### Exercise requirements
Look for the word "settings" in the data below, and copy every line that holds it.

##### Data extracts

PR #2089, opened 2022-01-07
Set volume straight after music is set playing

### LINKED ISSUE #1978: [Bug] CorsixTH does not obey config volume settings
#### Describe the issue
At least in Windows, music volume in config has no effect on music volume in the game. It will always play at the same level on launch. You have to click a different volume in the game then go back to original to have the correct volume set.
NB: is affecting all 3 volume settings.

Found while setting #1977
#### Steps to Reproduce
1. Set config music_volume to 0.1 and save file.

2. Open game and play music. Change music volume in game to 0.2, then back to 0.1.

#### Expected Behavior
Obey sound volumes.

#### System Information
**CorsixTH Version:** 0.64, 0.65-beta2, Appveyor 588 (jellyitis)

#### Gamelog.txt

```
Paste gamelog.txt output here
```

### Additional Info
illustrate the problem.*

mugmuggy:
*Fixes #1978*

- Sets the volume after starting playing the track - SDL2_mixers midi volume function on windows uses a handle to the stream to set the volume which requires that Mix_PlayMusic is called to open that handle initially.

### DIFF
--- a/CorsixTH/Lua/audio.lua
+++ b/CorsixTH/Lua/audio.lua
@@ -617,8 +617,8 @@ function Audio:playBackgroundTrack(index)
       end)
       return
     end
-    SDL.audio.setMusicVolume(self.app.config.music_volume)
     assert(SDL.audio.playMusic(music))
+    SDL.audio.setMusicVolume(self.app.config.music_volume)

##########

### Answer to the exercise
### LINKED ISSUE #1978: [Bug] CorsixTH does not obey config volume settings
NB: is affecting all 3 volume settings.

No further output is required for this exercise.